> Task directions: Please copy the data shown below, word for word.

(Stored dataset items)
PR #758, opened 2021-05-27
Allow iscsid read all process stat

HuaxinLu:
iscsid needs to read all process stat to find and set the priority of one thread.
My environment:
```
# cat /etc/fedora-release 
Fedora release 34 (Thirty Four)
```
Use iscsiadm to connect a target node:
```
# iscsiadm -m discovery -t st -p xxx -l
```
Then watch systemd journal:
```
......
fedora audit[2529]: AVC avc:  denied  { search } for  pid=2529 comm="iscsid" name="2496" dev="proc" ino=70130 scontext=system_u:system_r:iscsid_t:s0 tcontext=system_u:system_r:kernel_t:s0 tclass=dir permissive=0
fedora audit[2529]: AVC avc:  denied  { search } for  pid=2529 comm="iscsid" name="2497" dev="proc" ino=70131 scontext=system_u:system_r:iscsid_t:s0 tcontext=system_u:system_r:kernel_t:s0 tclass=dir permissive=0
fedora audit[2529]: AVC avc:  denied  { search } for  pid=2529 comm="iscsid" name="2603" dev="proc" ino=38486 scontext=system_u:system_r:iscsid_t:s0 tcontext=system_u:system_r:rpm_t:s0 tclass=dir permissive=0
fedora audit[2529]: AVC avc:  denied  { search } for  pid=2529 comm="iscsid" name="3392" dev="proc" ino=70132 scontext=system_u:system_r:iscsid_t:s0 tcontext=system_u:system_r:kernel_t:s0 tclass=dir permissive=0
fedora iscsid[2529]: iscsid: Could not set session1 priority. READ/WRITE throughout and latency could be affected.
......
```
After install a policy module as follow, the problem can be solved:
```
# cat demo.te 
policy_module(demo, 1.0)

require
{
	type iscsid_t;
};

domain_read_all_domains_state(iscsid_t)
```

The relevant code:
https://github.com/open-iscsi/open-iscsi/blob/master/usr/initiator.c
function session_increase_wq_priority

### DIFF
--- a/policy/modules/contrib/iscsi.te
+++ b/policy/modules/contrib/iscsi.te
@@ -105,7 +105,7 @@ dev_rw_userio_dev(iscsid_t)
 dev_map_userio_dev(iscsid_t)
 
 domain_use_interactive_fds(iscsid_t)
-domain_dontaudit_read_all_domains_state(iscsid_t)
+domain_read_all_domains_state(iscsid_t)
 
 files_read_kernel_modules(iscsid_t)
 files_map_kernel_modules(iscsid_t)


policy/modules/contrib/iscsi.te
```diff
@@ -120,6 +120,7 @@ modutils_read_module_config(iscsid_t)
 modutils_read_module_deps_files(iscsid_t)
 
 mount_read_pid_files(iscsid_t)
+domain_read_all_domains_state(iscsid_t)
```
WOnder93: There is already `domain_dontaudit_read_all_domains_state(iscsid_t)` a few lines above - you should just replace that line with this one. (The `domain_*()` calls should be all together in one block.)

> Result of this task:
PR #758, opened 2021-05-27
Allow iscsid read all process stat

HuaxinLu:
iscsid needs to read all process stat to find and set the priority of one thread.
My environment:
```
# cat /etc/fedora-release 
Fedora release 34 (Thirty Four)
```
Use iscsiadm to connect a target node:
```
# iscsiadm -m discovery -t st -p xxx -l
```
Then watch systemd journal:
```
......
fedora audit[2529]: AVC avc:  denied  { search } for  pid=2529 comm="iscsid" name="2496" dev="proc" ino=70130 scontext=system_u:system_r:iscsid_t:s0 tcontext=system_u:system_r:kernel_t:s0 tclass=dir permissive=0
fedora audit[2529]: AVC avc:  denied  { search } for  pid=2529 comm="iscsid" name="2497" dev="proc" ino=70131 scontext=system_u:system_r:iscsid_t:s0 tcontext=system_u:system_r:kernel_t:s0 tclass=dir permissive=0
fedora audit[2529]: AVC avc:  denied  { search } for  pid=2529 comm="iscsid" name="2603" dev="proc" ino=38486 scontext=system_u:system_r:iscsid_t:s0 tcontext=system_u:system_r:rpm_t:s0 tclass=dir permissive=0
fedora audit[2529]: AVC avc:  denied  { search } for  pid=2529 comm="iscsid" name="3392" dev="proc" ino=70132 scontext=system_u:system_r:iscsid_t:s0 tcontext=system_u:system_r:kernel_t:s0 tclass=dir permissive=0
fedora iscsid[2529]: iscsid: Could not set session1 priority. READ/WRITE throughout and latency could be affected.
......
```
After install a policy module as follow, the problem can be solved:
```
# cat demo.te 
policy_module(demo, 1.0)

require
{
	type iscsid_t;
};

domain_read_all_domains_state(iscsid_t)
```

The relevant code:
https://github.com/open-iscsi/open-iscsi/blob/master/usr/initiator.c
function session_increase_wq_priority

### DIFF
--- a/policy/modules/contrib/iscsi.te
+++ b/policy/modules/contrib/iscsi.te
@@ -105,7 +105,7 @@ dev_rw_userio_dev(iscsid_t)
 dev_map_userio_dev(iscsid_t)
 
 domain_use_interactive_fds(iscsid_t)
-domain_dontaudit_read_all_domains_state(iscsid_t)
+domain_read_all_domains_state(iscsid_t)
 
 files_read_kernel_modules(iscsid_t)
 files_map_kernel_modules(iscsid_t)


policy/modules/contrib/iscsi.te
```diff
@@ -120,6 +120,7 @@ modutils_read_module_config(iscsid_t)
 modutils_read_module_deps_files(iscsid_t)
 
 mount_read_pid_files(iscsid_t)
+domain_read_all_domains_state(iscsid_t)
```
WOnder93: There is already `domain_dontaudit_read_all_domains_state(iscsid_t)` a few lines above - you should just replace that line with this one. (The `domain_*()` calls should be all together in one block.)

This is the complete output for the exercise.